『舞いあがれ!』は“心の拠り所”が重要なテーマに 前半の集大成となった朝陽くんとの交流

『舞いあがれ!』は“心の拠り所”がテーマに

 右には、プロシージャーを呪文のように唱える舞(福原遥)。左には、独り言を呟きながら短歌を紡ぐ貴司(赤楚衛二)。その間に挟まれながら朝陽(又野暁仁)は、双眼鏡で星空を見つめている。

 夜空に浮かぶ星のように、縁側で思い思いの時間を過ごす3人を点と点で繋いだら、何かしらの星座になる気がした。説教じみた言葉も、過剰な励ましもそこには一切ない。ただ、隣に座った温もりで「大丈夫」を伝えてくれる。温かくて、優しくて、安心して、いつの間にか涙が出る。『舞いあがれ!』(NHK総合)はそんなお話だ。

 原因不明の発熱に悩まされていた幼い頃の舞(浅田芭路)。きっかけは運動会のリレーで転倒してしまい、同級生たちに責められたこと。誰にでも一つくらいは、こういう顔から火が出そうな失敗体験がある。多くの場合、その羞恥心は徐々に薄れていくものだけれど、舞の場合は他の子よりも繊細な性格であることに加え、過保護に育てられたことも起因して「失敗は悪いこと」という意識が長いこと消えずにいた。

 その意識が、療養で訪れた五島での日々に上塗りされていく。自分のことは自分でやる。もちろん、たくさん失敗はしたけど、ばんばの祥子(高畑淳子)も島の人たちも誰一人として舞のことを責めたりしなかった。それどころか、祥子自身も磯釣りの客を迎えに行くのをうっかり忘れるというミスをする。祥子だけではなく、舞の母・めぐみ(永作博美)も失敗ではないけれど、子育てにずっと悩んでいたし、その夫である浩太(高橋克典)も仕事の忙しさにかまけ、つい家事をめぐみに任せっぱなしにしてしまっていた。
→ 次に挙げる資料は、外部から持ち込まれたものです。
PR #2821, opened 2020-12-04
Add error message to dependency file not parseable

feelepxyz:
Adds the exception message to `DependencyFileNotParseable` errors and adds sanitisation on all `DependabotError` messages redacting anything that looks like a `http(s)` link, basic auth creds `//username:token@` and any path from private source exceptions.

We might end up redacting more than we want but seems ok to start strict and walk back changes if we get reports of error logs missing crucial debugging information.


feelepxyz:
Splitting the sanitization changes into a seprate PR: https://github.com/dependabot/dependabot-core/pull/2828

 周りをよく見渡せば、子どもも大人もみんな、「ああ、自分はダメだな」「どうして上手くいかないんだろう」というモヤモヤを僅かながらも抱えて生きている。だけど、「みんな同じだよ」とは言わないところがこの物語の優しいところだ。きっと、“ただ、そこにいる”ということが重要なのだと思う。みんなが船の上でパーティーしてる時に息が苦しくなる。そんな八木(又吉直樹)の存在が、同じ「デラシネ」という空間にいるだけで貴司は息ができた。八木がいなくなって、貴司は心の拠り所を失ってしまったけれど、八木という存在の温もりは今もずっと貴司の心を暖めてくれている。